*Exercise brief*. Repeat each entry in the data, exactly.

___ Data provided ___

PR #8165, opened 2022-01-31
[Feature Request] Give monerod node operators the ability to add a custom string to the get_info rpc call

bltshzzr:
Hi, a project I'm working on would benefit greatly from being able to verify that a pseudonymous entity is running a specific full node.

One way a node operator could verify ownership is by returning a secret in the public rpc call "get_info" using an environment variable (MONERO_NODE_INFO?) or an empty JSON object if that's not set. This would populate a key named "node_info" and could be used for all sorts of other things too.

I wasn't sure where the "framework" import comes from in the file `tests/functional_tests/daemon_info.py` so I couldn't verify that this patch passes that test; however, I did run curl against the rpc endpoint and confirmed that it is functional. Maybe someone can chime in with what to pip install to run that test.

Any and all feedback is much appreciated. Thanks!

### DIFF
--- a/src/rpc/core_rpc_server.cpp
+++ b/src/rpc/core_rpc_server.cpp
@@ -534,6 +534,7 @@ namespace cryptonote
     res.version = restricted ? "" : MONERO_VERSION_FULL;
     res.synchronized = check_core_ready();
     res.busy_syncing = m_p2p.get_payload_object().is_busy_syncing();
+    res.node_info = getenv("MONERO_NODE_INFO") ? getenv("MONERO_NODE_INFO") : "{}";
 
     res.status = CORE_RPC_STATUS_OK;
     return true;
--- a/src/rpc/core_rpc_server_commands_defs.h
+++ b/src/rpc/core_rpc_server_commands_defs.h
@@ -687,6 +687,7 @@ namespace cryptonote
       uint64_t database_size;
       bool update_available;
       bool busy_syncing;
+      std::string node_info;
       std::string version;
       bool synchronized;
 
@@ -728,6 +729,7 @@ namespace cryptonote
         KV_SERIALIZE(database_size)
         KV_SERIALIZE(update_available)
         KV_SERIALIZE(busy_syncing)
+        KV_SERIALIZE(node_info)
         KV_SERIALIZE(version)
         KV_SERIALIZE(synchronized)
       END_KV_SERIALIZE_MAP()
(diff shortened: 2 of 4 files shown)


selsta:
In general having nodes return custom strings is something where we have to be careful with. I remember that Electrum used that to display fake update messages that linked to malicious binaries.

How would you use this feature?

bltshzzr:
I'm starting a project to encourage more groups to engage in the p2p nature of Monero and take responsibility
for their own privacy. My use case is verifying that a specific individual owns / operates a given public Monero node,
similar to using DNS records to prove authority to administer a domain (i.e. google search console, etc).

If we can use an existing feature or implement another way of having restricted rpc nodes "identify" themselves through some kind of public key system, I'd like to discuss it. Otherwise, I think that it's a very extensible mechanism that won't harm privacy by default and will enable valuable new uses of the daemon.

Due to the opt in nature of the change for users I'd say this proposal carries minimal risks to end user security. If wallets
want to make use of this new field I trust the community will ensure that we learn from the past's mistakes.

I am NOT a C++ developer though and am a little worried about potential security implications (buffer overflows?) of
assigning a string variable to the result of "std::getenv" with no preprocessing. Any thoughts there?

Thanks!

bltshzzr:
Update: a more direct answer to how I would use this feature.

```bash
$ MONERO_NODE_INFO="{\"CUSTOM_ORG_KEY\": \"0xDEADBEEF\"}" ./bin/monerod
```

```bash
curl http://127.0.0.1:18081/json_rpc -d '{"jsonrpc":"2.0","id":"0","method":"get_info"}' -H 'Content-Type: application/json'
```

___

*Output for this exercise*.
PR #8165, opened 2022-01-31
[Feature Request] Give monerod node operators the ability to add a custom string to the get_info rpc call

bltshzzr:
Hi, a project I'm working on would benefit greatly from being able to verify that a pseudonymous entity is running a specific full node.

One way a node operator could verify ownership is by returning a secret in the public rpc call "get_info" using an environment variable (MONERO_NODE_INFO?) or an empty JSON object if that's not set. This would populate a key named "node_info" and could be used for all sorts of other things too.

I wasn't sure where the "framework" import comes from in the file `tests/functional_tests/daemon_info.py` so I couldn't verify that this patch passes that test; however, I did run curl against the rpc endpoint and confirmed that it is functional. Maybe someone can chime in with what to pip install to run that test.

Any and all feedback is much appreciated. Thanks!

### DIFF
--- a/src/rpc/core_rpc_server.cpp
+++ b/src/rpc/core_rpc_server.cpp
@@ -534,6 +534,7 @@ namespace cryptonote
     res.version = restricted ? "" : MONERO_VERSION_FULL;
     res.synchronized = check_core_ready();
     res.busy_syncing = m_p2p.get_payload_object().is_busy_syncing();
+    res.node_info = getenv("MONERO_NODE_INFO") ? getenv("MONERO_NODE_INFO") : "{}";
 
     res.status = CORE_RPC_STATUS_OK;
     return true;
--- a/src/rpc/core_rpc_server_commands_defs.h
+++ b/src/rpc/core_rpc_server_commands_defs.h
@@ -687,6 +687,7 @@ namespace cryptonote
       uint64_t database_size;
       bool update_available;
       bool busy_syncing;
+      std::string node_info;
       std::string version;
       bool synchronized;
 
@@ -728,6 +729,7 @@ namespace cryptonote
         KV_SERIALIZE(database_size)
         KV_SERIALIZE(update_available)
         KV_SERIALIZE(busy_syncing)
+        KV_SERIALIZE(node_info)
         KV_SERIALIZE(version)
         KV_SERIALIZE(synchronized)
       END_KV_SERIALIZE_MAP()
(diff shortened: 2 of 4 files shown)


selsta:
In general having nodes return custom strings is something where we have to be careful with. I remember that Electrum used that to display fake update messages that linked to malicious binaries.

How would you use this feature?

bltshzzr:
I'm starting a project to encourage more groups to engage in the p2p nature of Monero and take responsibility
for their own privacy. My use case is verifying that a specific individual owns / operates a given public Monero node,
similar to using DNS records to prove authority to administer a domain (i.e. google search console, etc).

If we can use an existing feature or implement another way of having restricted rpc nodes "identify" themselves through some kind of public key system, I'd like to discuss it. Otherwise, I think that it's a very extensible mechanism that won't harm privacy by default and will enable valuable new uses of the daemon.

Due to the opt in nature of the change for users I'd say this proposal carries minimal risks to end user security. If wallets
want to make use of this new field I trust the community will ensure that we learn from the past's mistakes.

I am NOT a C++ developer though and am a little worried about potential security implications (buffer overflows?) of
assigning a string variable to the result of "std::getenv" with no preprocessing. Any thoughts there?

Thanks!

bltshzzr:
Update: a more direct answer to how I would use this feature.

```bash
$ MONERO_NODE_INFO="{\"CUSTOM_ORG_KEY\": \"0xDEADBEEF\"}" ./bin/monerod
```

```bash
curl http://127.0.0.1:18081/json_rpc -d '{"jsonrpc":"2.0","id":"0","method":"get_info"}' -H 'Content-Type: application/json'
```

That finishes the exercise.